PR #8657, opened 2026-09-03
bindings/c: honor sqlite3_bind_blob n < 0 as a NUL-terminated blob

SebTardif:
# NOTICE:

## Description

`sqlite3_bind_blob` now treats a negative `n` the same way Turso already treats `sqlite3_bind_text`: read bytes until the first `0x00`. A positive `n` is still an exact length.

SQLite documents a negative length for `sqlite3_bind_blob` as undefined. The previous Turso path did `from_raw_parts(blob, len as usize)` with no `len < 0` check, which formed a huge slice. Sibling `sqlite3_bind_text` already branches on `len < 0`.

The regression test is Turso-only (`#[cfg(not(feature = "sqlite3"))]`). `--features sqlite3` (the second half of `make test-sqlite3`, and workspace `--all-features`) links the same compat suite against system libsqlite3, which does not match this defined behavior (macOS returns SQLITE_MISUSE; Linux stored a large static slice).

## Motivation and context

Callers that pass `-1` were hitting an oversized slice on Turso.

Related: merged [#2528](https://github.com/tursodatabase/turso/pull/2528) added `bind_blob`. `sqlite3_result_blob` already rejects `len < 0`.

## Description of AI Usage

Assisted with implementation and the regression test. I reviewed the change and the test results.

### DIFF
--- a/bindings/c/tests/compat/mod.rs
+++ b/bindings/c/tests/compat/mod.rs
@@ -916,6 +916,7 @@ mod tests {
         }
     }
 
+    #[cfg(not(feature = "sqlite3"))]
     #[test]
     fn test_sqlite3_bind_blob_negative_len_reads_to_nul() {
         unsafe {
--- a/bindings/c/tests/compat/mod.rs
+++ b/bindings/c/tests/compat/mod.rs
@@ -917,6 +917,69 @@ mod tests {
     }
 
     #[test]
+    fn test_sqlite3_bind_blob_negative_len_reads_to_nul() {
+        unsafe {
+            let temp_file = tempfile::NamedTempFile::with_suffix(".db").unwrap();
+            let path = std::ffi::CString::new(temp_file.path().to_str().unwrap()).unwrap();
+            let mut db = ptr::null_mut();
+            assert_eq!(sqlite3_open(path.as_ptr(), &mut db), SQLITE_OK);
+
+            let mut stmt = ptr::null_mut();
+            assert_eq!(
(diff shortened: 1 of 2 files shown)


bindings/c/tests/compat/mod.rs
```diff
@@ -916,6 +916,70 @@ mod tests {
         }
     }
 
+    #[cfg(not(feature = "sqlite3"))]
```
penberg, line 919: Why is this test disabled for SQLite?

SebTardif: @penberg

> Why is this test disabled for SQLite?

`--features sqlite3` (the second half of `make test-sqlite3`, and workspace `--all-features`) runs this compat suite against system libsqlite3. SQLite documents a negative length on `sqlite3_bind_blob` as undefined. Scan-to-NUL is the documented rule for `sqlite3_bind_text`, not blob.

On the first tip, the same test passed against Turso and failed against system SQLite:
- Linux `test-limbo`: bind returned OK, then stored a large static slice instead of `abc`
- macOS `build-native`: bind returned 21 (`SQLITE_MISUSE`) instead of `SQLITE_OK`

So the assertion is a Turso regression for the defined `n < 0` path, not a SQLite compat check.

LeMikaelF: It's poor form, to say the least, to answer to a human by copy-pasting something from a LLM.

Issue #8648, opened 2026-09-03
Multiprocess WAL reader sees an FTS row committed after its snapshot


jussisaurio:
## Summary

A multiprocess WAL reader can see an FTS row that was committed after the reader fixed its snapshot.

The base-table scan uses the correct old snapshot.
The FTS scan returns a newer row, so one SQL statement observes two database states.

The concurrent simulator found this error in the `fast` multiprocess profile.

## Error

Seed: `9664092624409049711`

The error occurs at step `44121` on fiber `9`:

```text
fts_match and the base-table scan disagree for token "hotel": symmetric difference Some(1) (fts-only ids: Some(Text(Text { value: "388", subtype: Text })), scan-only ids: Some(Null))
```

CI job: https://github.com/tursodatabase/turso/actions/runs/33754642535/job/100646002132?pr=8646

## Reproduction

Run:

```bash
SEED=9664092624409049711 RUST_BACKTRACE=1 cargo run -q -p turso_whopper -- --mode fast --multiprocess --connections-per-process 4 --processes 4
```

----

# PROBLEM STATEMENT
Go through the listing and copy each line exactly.

# TASK SOLUTION
PR #8657, opened 2026-09-03
bindings/c: honor sqlite3_bind_blob n < 0 as a NUL-terminated blob

SebTardif:
# NOTICE:

## Description

`sqlite3_bind_blob` now treats a negative `n` the same way Turso already treats `sqlite3_bind_text`: read bytes until the first `0x00`. A positive `n` is still an exact length.

SQLite documents a negative length for `sqlite3_bind_blob` as undefined. The previous Turso path did `from_raw_parts(blob, len as usize)` with no `len < 0` check, which formed a huge slice. Sibling `sqlite3_bind_text` already branches on `len < 0`.

The regression test is Turso-only (`#[cfg(not(feature = "sqlite3"))]`). `--features sqlite3` (the second half of `make test-sqlite3`, and workspace `--all-features`) links the same compat suite against system libsqlite3, which does not match this defined behavior (macOS returns SQLITE_MISUSE; Linux stored a large static slice).

## Motivation and context

Callers that pass `-1` were hitting an oversized slice on Turso.

Related: merged [#2528](https://github.com/tursodatabase/turso/pull/2528) added `bind_blob`. `sqlite3_result_blob` already rejects `len < 0`.

## Description of AI Usage

Assisted with implementation and the regression test. I reviewed the change and the test results.

### DIFF
--- a/bindings/c/tests/compat/mod.rs
+++ b/bindings/c/tests/compat/mod.rs
@@ -916,6 +916,7 @@ mod tests {
         }
     }
 
+    #[cfg(not(feature = "sqlite3"))]
     #[test]
     fn test_sqlite3_bind_blob_negative_len_reads_to_nul() {
         unsafe {
--- a/bindings/c/tests/compat/mod.rs
+++ b/bindings/c/tests/compat/mod.rs
@@ -917,6 +917,69 @@ mod tests {
     }
 
     #[test]
+    fn test_sqlite3_bind_blob_negative_len_reads_to_nul() {
+        unsafe {
+            let temp_file = tempfile::NamedTempFile::with_suffix(".db").unwrap();
+            let path = std::ffi::CString::new(temp_file.path().to_str().unwrap()).unwrap();
+            let mut db = ptr::null_mut();
+            assert_eq!(sqlite3_open(path.as_ptr(), &mut db), SQLITE_OK);
+
+            let mut stmt = ptr::null_mut();
+            assert_eq!(
(diff shortened: 1 of 2 files shown)


bindings/c/tests/compat/mod.rs
```diff
@@ -916,6 +916,70 @@ mod tests {
         }
     }
 
+    #[cfg(not(feature = "sqlite3"))]
```
penberg, line 919: Why is this test disabled for SQLite?

SebTardif: @penberg

> Why is this test disabled for SQLite?

`--features sqlite3` (the second half of `make test-sqlite3`, and workspace `--all-features`) runs this compat suite against system libsqlite3. SQLite documents a negative length on `sqlite3_bind_blob` as undefined. Scan-to-NUL is the documented rule for `sqlite3_bind_text`, not blob.

On the first tip, the same test passed against Turso and failed against system SQLite:
- Linux `test-limbo`: bind returned OK, then stored a large static slice instead of `abc`
- macOS `build-native`: bind returned 21 (`SQLITE_MISUSE`) instead of `SQLITE_OK`

So the assertion is a Turso regression for the defined `n < 0` path, not a SQLite compat check.

LeMikaelF: It's poor form, to say the least, to answer to a human by copy-pasting something from a LLM.

Issue #8648, opened 2026-09-03
Multiprocess WAL reader sees an FTS row committed after its snapshot


jussisaurio:
## Summary

A multiprocess WAL reader can see an FTS row that was committed after the reader fixed its snapshot.

The base-table scan uses the correct old snapshot.
The FTS scan returns a newer row, so one SQL statement observes two database states.

The concurrent simulator found this error in the `fast` multiprocess profile.

## Error

Seed: `9664092624409049711`

The error occurs at step `44121` on fiber `9`:

```text
fts_match and the base-table scan disagree for token "hotel": symmetric difference Some(1) (fts-only ids: Some(Text(Text { value: "388", subtype: Text })), scan-only ids: Some(Null))
```

CI job: https://github.com/tursodatabase/turso/actions/runs/33754642535/job/100646002132?pr=8646

## Reproduction

Run:

```bash
SEED=9664092624409049711 RUST_BACKTRACE=1 cargo run -q -p turso_whopper -- --mode fast --multiprocess --connections-per-process 4 --processes 4
```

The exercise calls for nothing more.